Building big, defined biceps is extremely important if you wish to compete in bodybuilding or just want to look better on the beach. While the shape of your biceps is governed by genetics to a certain extent, you can build a bigger peak with the right exercises. There is no one-size-fits-all best biceps peak exercise, but for many people, preacher curls can be an extremely effective peak developer. Consult a fitness professional before doing any new exercises.
Set a preacher bench so that your armpits can rest snugly over the top of the pad. Start the movement with your triceps in full contact with the bench, your arms hanging straight, and a barbell in your hands. Curl the bar up by forcefully contracting your biceps muscles, until your hands are level with your shoulders, while maintaining arm contact with the pad. Pause for a second, then lower the bar slowly to full elbow extension. Charles Poliquin, owner of the Poliquin Performance Center, advises keeping your wrists cocked back at all times when doing biceps movements, because this takes stress away from your forearms and places it onto your biceps.
The reason preacher curls work so well to develop your biceps peak is because they hit the long head of your biceps. According to Tim Henriques, director of the National Personal Training Institute of Virginia, the long head is on the outside of your arm and sits underneath the bulk of your biceps muscle. Making it bigger pushes your biceps up, giving you a well-defined peak.
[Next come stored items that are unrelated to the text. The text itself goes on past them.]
PR #5735, opened 2015-11-23
added AndroidPN

daktak:
http://sourceforge.net/projects/androidpn/

An open source project to provide push notification support for Android -- a xmpp based notification server and a client tool kit.


RuudBurger:
Thanks!

PR #5740, opened 2015-11-25
Deluge status was never changing if set to seed forever

raphaelbaldi:
Fixed an issue that would make the status of torrents from Deluge never change to SEEDING if the user opts to seed forever (stop_ratio <= 0).

Seeding forever is common between users of private trackers. The check to changing status was verifying if the file was:
- Seeding
- Had a ratio lower than stop_ratio

If the user set the torrent to seed forever, Deluge would set stop_ratio to 0 (or -1 depending on version and user configuration) and the verification would never pass, making the files to be forever "BUSY".


RuudBurger:
Thanks!

PR #5752, opened 2015-11-29
Remove check if download folder exists for Transmission downloader

munnerz:
When running Transmission remotely from CouchPotato, it is not possible to check if the downloads directory exists before sending to Transmission. This PR removes that check so that it is possible to use any directory without having to workaround by creating an empty directory with the same path on the CouchPotato machine.


RuudBurger:
Thanks, but not really the correct fix. Better to make it an advanced option. "Don't check if folder exists (for when running Transmission remotely)" or something

PR #5774, opened 2015-12-05
fixes and improvements for ubuntu init.d and settings file

jcfp:
Many fixes for the init.d script and its settings file, bringing things up to spec with debian policy and attempting to improve the script's security and documentation. Tested on my ubuntu 14.04 install but should work fine with anything similar too.

**Changes**
_Init.d:_
* move documentation and the list of accepted config vars to the top of the script.
* replace the ambiguous term "location" which could previously mean both "directory" and "full path to a file" depending on the variable.
* update INIT INFO Should-{Start,Stop} to include services cp may want to communicate with.
* prevent unintentionally inheriting config vars from the shell environment.
* use the same var names throughout the script.
* improve the sanity check to include a check of the main cp executable.
* move start and stop stanzas into functions to prevent code duplication in the restart action.
* put the code for dealing with missing dirs inside the start stanza (not needed with other actions).
* use install to create dirs with correct permissions/ownership, without relying on the presence of a sane umask.
* use lsb log_*_msg functions for nicely formatted console output.
* action stop: require the process to be running under the configured user account in addition to being listed in the pidfile. Not doing so may allow a malicious CP_USER to manipulate the pid file and trick an admin or automated process supervisor into killing unrelated processes.
* action status: correct the exit status of the script; the previous version would print an accurate message for human consumption but not set the exit status accordingly.
* set correct exit status for the catch-all.

_Settings file:_
* add all accepted vars, with their description and default value.
* don't set the CP_USER to root by default.

**Compatibility**
All config vars and their default values have been left unchanged and the whole script should be fully backward compatible requiring no changes to an existing config kept in /etc/default/couchpotato, with the sole exception of the commented-out code block in the start_cp function dealing with pid files in pre-existing but unwritable dirs.
I consider that condition user error and given the difficulty in checking for writability of a directory in shell for another user than the one running the script (and thus in running that code only in case it's actually needed) I just commented that bit out. If you want to keep the previous behaviour anyway then just uncomment those lines.

### DIFF
--- a/init/ubuntu
+++ b/init/ubuntu
@@ -1,124 +1,107 @@
-#! /bin/sh
+#!/bin/sh
+#
+# DON'T EDIT THIS FILE DIRECTLY!
+#
+# Instead, create your own configuration by setting any of the 7 variables
+# listed below in /etc/default/couchpotato. For example: adding CP_USER=noob
+# to /etc/default/couchpotato makes the service run under the 'noob' account,
+# overruling the default value of 'couchpotato'.
+#
+# Accepted variables with default values -if any- in parentheses:
+# CP_USER	# username to run couchpotato under (couchpotato)
+# CP_HOME	# directory of CouchPotato.py (/opt/couchpotato)
+# CP_DATA	# directory of couchpotato's db, cache and logs (/var/opt/couchpotato)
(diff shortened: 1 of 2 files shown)


RuudBurger:
Thanks for the extensive description. Looks good to me!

There are many variations of the preacher curl that you can do to keep your training fresh. You can use dumbbells, barbells, hammer bars or EZ bars, or try using a cable machine. Set your bench up in front of a cable station, then use either V-shaped, straight, cambered or rope handles. Poliquin recommends changing your exercises every six workouts, so that you don't adapt to them. This means that you should do one preacher curl variation for six workouts, then move on to another for the next six.
To bring up your biceps peak, train your biceps twice per week, and start each session with preacher curls. In the first session of the week, do five sets of five reps, and in the second, do three sets of 10. Aim to add a small amount of weight, or increase the number of reps you do in every workout. Follow this up with other biceps peak exercises, like incline dumbbell curls and straight bar curls.